## Required work
Read the lines of the data below and retrieve those with "expose".

(The records)

PR #48, opened 2017-01-19
Add support for looking up schema by fingerprint before registering

tjwp:
This change adds patch for `AvroTurf::SchemaRegistry` and `FakeSchemaRegistryServer` (both from `AvroTurf`) to support the `GET /subjects/:subject/fingerprints/:fingerprint` endpoint that is used to lookup schemas prior to registering.

Patching these classes seemed like the least intrusive way to add this support. By modifying the `SchemaRegistry` client, the `Messaging` API does not need to be touched.

All of our applications that use Avro use this gem, so they will automatically pick up this additional functionality, and tests use the fake server via `avromatic/rspec` which is updated here to pull in the patched version.

Prime: @will89

### DIFF
--- a/lib/avromatic/schema_registry_patch.rb
+++ b/lib/avromatic/schema_registry_patch.rb
@@ -1,0 +1,23 @@
+require 'avro_turf'
+require 'avro_turf/schema_registry'
+
+AvroTurf::SchemaRegistry.class_eval do
+  # Override register to first check if a schema is registered by fingerprint
+  def register(subject, schema)
+    raise 'schema must be an Avro::Schema' unless schema.is_a?(Avro::Schema)
+
+    registered = false
+    data = begin
+             get("/subjects/#{subject}/fingerprints/#{schema.sha256_fingerprint.to_s(16)}")
+           rescue
+             registered = true
+             post("/subjects/#{subject}/versions", body: { schema: schema.to_s }.to_json)
+           end
+
+    id = data.fetch('id')
+
+    @logger.info("#{registered ? 'Registered' : 'Found'} schema for subject `#{subject}`; id = #{id}")
+
+    id
+  end
+end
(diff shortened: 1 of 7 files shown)


lib/avromatic/schema_registry_patch.rb
```diff
@@ -0,0 +1,23 @@
+require 'avro_turf'
+require 'avro_turf/schema_registry'
+
+AvroTurf::SchemaRegistry.class_eval do
+  # Override register to first check if a schema is registered by fingerprint
+  def register(subject, schema)
+    raise 'schema must be an Avro::Schema' unless schema.is_a?(Avro::Schema)
```
will89: Comparing to this implementation, https://github.com/salsify/avro_turf/blob/salsify-master/lib/avro_turf/schema_registry.rb#L19. Why do we decide to raise an error here?

tjwp: I was thinking that an `Avro::Schema` object was required because we need to get a fingerprint from it for the first request, we always pass a schema object using this library. But if passed a string I guess we could attempt to parse it here.

will89:
Looks good 🚢

lib/avromatic/schema_registry_patch.rb
```diff
@@ -0,0 +1,27 @@
...
+  def register(subject, schema)
+    schema_object = if schema.is_a?(String)
+                      Avro::Schema.parse(schema)
+                    else
+                      schema
+                    end
+
+    registered = false
+    data = begin
+             get("/subjects/#{subject}/fingerprints/#{schema_object.sha256_fingerprint.to_s(16)}")
```
jturkel: Should we provide a configuration option to opt out of this for anyone using the Confluent schema registry? Looks like the code would still work but will make an extra network request that will always fail when resolving a schema.

PR #51, opened 2017-02-01
Refactor to expose AvroTurf::SchemaRegistry#lookup_subject_schema

tjwp:
I thought it made sense to support the additional endpoint directly in the `SchemaRegistry` client, so this change moves things around in the patch to expose it.

Prime: @jturkel

### DIFF
--- a/lib/avromatic/schema_registry_patch.rb
+++ b/lib/avromatic/schema_registry_patch.rb
@@ -9,7 +9,7 @@ module Avromatic
 
       begin
         lookup_subject_schema(subject, schema)
-      rescue
+      rescue Excon::Errors::NotFound
         data = post("/subjects/#{subject}/versions", body: { schema: schema.to_s }.to_json)
         id = data.fetch('id')
         @logger.info("Registered schema for subject `#{subject}`; id = #{id}")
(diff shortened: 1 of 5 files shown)


lib/avromatic/schema_registry_patch.rb
```diff
@@ -7,24 +7,26 @@ module CacheableSchemaRegistration
     def register(subject, schema)
       return super unless Avromatic.use_cacheable_schema_registration
 
+      begin
+        lookup_subject_schema(subject, schema)
+      rescue
```
jturkel: Not new but should this only rescue `Excon::Errors::NotFound`?

tjwp: I intentionally left this rescuing all errors so that it would work even against a server that does not support the endpoint.

jturkel: Wouldn't a server that doesn't support this endpoint return a 404? As written it seems like we'll mask bugs in this code.

tjwp: Fair enough, I verified that our server returns a 404 for an unsupported endpoint, and I tested an instance of the Confluent Schema Registry and it also returns a 404 for this request.

PR #52, opened 2017-02-02
Add register_schemas! method to generated models

tjwp:
This method provides a convenient way to register the schemas associated with a model without needing to publish a message.

Eventually, this could be surrounded by calls that alter the compatibility level for a subject in the schema registry, if necessary. Currently the schema registry client doesn't support the Config API so I'm adding this by itself for now.

Prime: @jturkel

### DIFF
--- a/CHANGELOG.md
+++ b/CHANGELOG.md
@@ -1,5 +1,9 @@
 # avromatic changelog
 
+## v0.17.0
+- Add `.register_schemas!` method to generated models to register the associated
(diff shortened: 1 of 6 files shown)


jturkel:
It would be awesome to add a similar to method to salsify_kafka that would register schemas for all actor events + `Avromatic.eager_load_models`.

tjwp:
Should be easier to add that `salsify_kafka` method now that there's this to build on!

PR #54, opened 2017-02-17
Namespace Avro errors in Avromatic::IO::DatumReader

tjwp:
Added some test coverage to demonstrate that correct errors are now raised.

Prime: @mattcross


mattcross:
🚢 Thanks!

PR #61, opened 2017-04-06
Remove monkey-patches and use avro_schema_registry-client instead 

tjwp:
Prime: @jturkel


lib/avromatic.rb
```diff
@@ -27,9 +27,15 @@ def self.configure
 
   def self.build_schema_registry
     raise 'Avromatic must be configured with a registry_url' unless registry_url
-    AvroTurf::CachedConfluentSchemaRegistry.new(
-      AvroTurf::ConfluentSchemaRegistry.new(registry_url, logger: logger)
-    )
+    if use_cacheable_schema_registration
```
jturkel: Is there a better name for this setting to disambiguate the two forms of caching (local vs. reverse proxy)? It's a bit confusing to see caching in both branches of the conditional.

tjwp: `use_http_cacheable_schema_registration` or `use_schema_fingerprint_lookup`?

jturkel: I vote for `use_schema_fingerprint_lookup` in case other schema registries introduce other forms of caching.

tjwp:
@jturkel Updated this to use `use_schema_fingerprint_lookup`.

PR #63, opened 2017-04-12
Fix optional union decoding

tjwp:
This fixes the issue that we saw with optional union decoding including the index of the null type.

In the process of adding some test coverage around this I found another problematic case around null as a union member. That one is harder to fix, and not something that I'd expect us to do. For now I've marked the specs as pending for that case, and added an exception when we detect the situation.

Prime: @will89

### DIFF
--- a/CHANGELOG.md
+++ b/CHANGELOG.md
@@ -1,5 +1,8 @@
 # avromatic changelog
 
+## v0.21.1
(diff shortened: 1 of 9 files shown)


will89:
Looks good to me 🚢 🛳 :shipit:

PR #66, opened 2017-06-01
Allow mutable models via config option

Donavan:
This PR adds a new configuration option to control the immutability of generated models.  Models are immutable by default.  Passing immutable: false to the builder will include Virtus.model instead of Virtus.value_object


tjwp:
@Donavan Thanks for the PR. I implemented the new option as `mutable: true` in https://github.com/salsify/avromatic/pull/67 rather than requesting a bunch of changes here. Hopefully this meets your needs. I've just released v0.23.0.

PR #69, opened 2017-06-08
Add Avromatic::IO::DatumWriter to optimize union encoding

tjwp:
This change adds the index of the union member type to records within unions. When this information is present the new `DatumWriter` class can encode the union datum directly without having to check the other member types.

Prime: @jturkel

### DIFF
--- a/lib/avromatic/messaging.rb
+++ b/lib/avromatic/messaging.rb
@@ -39,9 +39,6 @@ module Avromatic
       schema_id = @registry.register(subject || schema.fullname, schema)
 
       stream = StringIO.new
-
-      # The following line differs from the parent class to use a custom DatumWriter
-      writer = Avromatic::IO::DatumWriter.new(schema)
       encoder = Avro::IO::BinaryEncoder.new(stream)
 
       # Always start with the magic byte.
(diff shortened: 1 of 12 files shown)


lib/avromatic/messaging.rb
```diff
@@ -1,8 +1,8 @@
 require 'avro_turf/messaging'
-require 'avromatic/io/datum_reader'
+require 'avromatic/io'
 
 module Avromatic
-  # Subclass AvroTurf::Messaging to use a custom DatumReader for decode.
+  # Subclass AvroTurf::Messaging to use a custom DatumReader and DatumWriter
```
jturkel: We're overriding everything except `initialize` now :)

lib/avromatic/messaging.rb
```diff
@@ -30,5 +30,30 @@ def decode(data, schema_name: nil, namespace: @namespace)
...
+      schema = @schema_store.find(schema_name, namespace)
+
+      # Schemas are registered under the full name of the top level Avro record
+      # type, or `subject` if it's provided.
+      schema_id = @registry.register(subject || schema.fullname, schema)
+
+      stream = StringIO.new
+
+      # The following line differs from the parent class to use a custom DatumWriter
+      writer = Avromatic::IO::DatumWriter.new(schema)
```
jturkel: nit: can we declare the `writer` closer to where we first use it?

lib/avromatic/messaging.rb
tjwp: I know :( At least it shows we're using the same interface!

lib/avromatic/messaging.rb
tjwp: I can. It's in its current location to more closely match the `avro_turf` source, but it doesn't matter much.

PR #72, opened 2017-07-24
Memoize value_attributes_for_avro

will89:
In connection with this change https://github.com/salsify/dandelion/pull/8648, this allows reuse of a product events value_attributes_for_avro. This is useful for when products match multiple subscriptions at once.

Hopefully this is a cacheable value :crossed_fingers: 

Before
screen shot 2017-07-23 at 11 42 43 am

After
screen shot 2017-07-23 at 11 43 10 am

prime: @tjwp

### DIFF
--- a/CHANGELOG.md
+++ b/CHANGELOG.md
@@ -1,7 +1,7 @@
 # avromatic changelog
 
 ## v0.26.0
-- Caches result of Avromatic::Model::RawSerialization#value_attributes_for_avro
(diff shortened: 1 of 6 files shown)


tjwp:
By default Avromatic models are Virtus value objects so this memoization is reasonable in that case. But it probably should be disable if a model is defined as mutable. Or something would be needed to clear the memoized value on modification.

PR #73, opened 2017-08-01
Virtus::ValueObject allowed_writer_methods memoization

will89:
This PR allows the Virtus::ValueObject to reuse the the result of `#allowed_writer_methods`. This method gets called a lot when instantiating a new avromatic model.

```
products = Product.order(:external_id).limit(100)
# Work out the db reference resolving
products.each { |p| Core::Events::Product.build(p); nil }; nil

Benchmark.ips { |x| x.report('foo') {  products.each { |p| Core::Events::Product.build(p); nil }; nil; nil } }
master
Warming up --------------------------------------
                 foo     1.000  i/100ms
                 foo      0.396  (± 0.0%) i/s -      2.000  in   5.062918s

virtus patch
Warming up --------------------------------------
                 foo     1.000  i/100ms
                 foo      1.456  (± 0.0%) i/s -      8.000  in   5.523601s
```

Before FlameGraph
screen shot 2017-08-01 at 9 25 55 am

After FlameGraph
screen shot 2017-08-01 at 9 26 44 am

prime: @tjwp


tjwp:
Discussed offline, but it would be better to limit this patch to immutable Avromatic models by including an additional module in the builder.

jturkel:
Out of curiosity is the memoization in Virtus not working properly? https://github.com/solnic/virtus/blob/68343e16f61644196b0a346713b46a8b29e7c2cf/lib/virtus/value_object.rb#L89

will89:
I believe each instance performs its own memoization of those methods instead it being shared across instances.
Given a model class `MyModel`
instance1 = MyModel.new
instance2 = MyModel.new

Without this
instance1.allowed_writer_methods.object_id will not equal instance2.allowed_writer_methods.object_id

jturkel:
Hmm. It looks like those methods are added at the class level: https://github.com/solnic/virtus/blob/68343e16f61644196b0a346713b46a8b29e7c2cf/lib/virtus/value_object.rb#L40.

will89:
Oddly enough, I think `Virtus.model` already memoizes this value.

lib/avromatic/model/allowed_writer_methods_memoization.rb
```diff
@@ -0,0 +1,22 @@
+require 'active_support'
```
tjwp: Is this necessary?

lib/avromatic/model/allowed_writer_methods_memoization.rb
```diff
@@ -0,0 +1,22 @@
...
+  module Model
+    module AllowedWriterMethodsMemoization
+
+      def self.prepended(base)
+        base.prepend(ClassMethods)
+      end
+
+      def self.included(base)
+        base.class_attribute :virtus_object_allowed_writer_methods
+      end
```
tjwp: Can you do the `base.prepend` here?

spec/avromatic/model/allowed_writer_methods_memoization_spec.rb
```diff
@@ -0,0 +1,26 @@
...
+        expect(instance1.allowed_writer_methods.object_id).to eq(instance2.allowed_writer_methods.object_id)
+      end
+    end
+
+    context "mutable model" do
+      let(:test_class) { Avromatic::Model.model(value_schema_name: 'test.encode_value', mutable: true) }
+      let(:instance1) { test_class.new(str1: 'a', str2: 'b') }
+      let(:instance2) { test_class.new(str1: 'c', str2: 'd') }
+
+      it "does not share the return value across instances" do
```
tjwp: Update desc.

lib/avromatic/model/allowed_writer_methods_memoization.rb
```diff
@@ -0,0 +1,16 @@
+module Avromatic
+  module Model
+    module AllowedWriterMethodsMemoization
+      def self.included(base)
+        base.class_attribute :virtus_object_allowed_writer_methods
+        base.prepend(ClassMethods)
+      end
+
+      module ClassMethods
```
tjwp: I think we should rename this `InstanceMethods`. The module that is being prepended is overriding instance methods. After that I think this is good to go.

PR #138, opened 2021-07-08
Ensure schema registry caches are cleared between tests

jturkel:
This PR updates the RSpec integration to clear schema registry caches are cleared between tests which ensures consistent ID mappings with the `AvroSchemaRegistry::FakeServer`. As part of this fix I added an `Avromatic.build_schema_registry!` method for consistency with the existing `Avromatic.build_messaging!` method.

### DIFF
--- a/CHANGELOG.md
+++ b/CHANGELOG.md
@@ -1,5 +1,9 @@
 # avromatic changelog
 
+## 3.0.2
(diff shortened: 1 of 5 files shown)


cjf2xn (approved):
🎉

(End The records)

## Output of the exercise
Refactor to expose AvroTurf::SchemaRegistry#lookup_subject_schema
I thought it made sense to support the additional endpoint directly in the `SchemaRegistry` client, so this change moves things around in the patch to expose it.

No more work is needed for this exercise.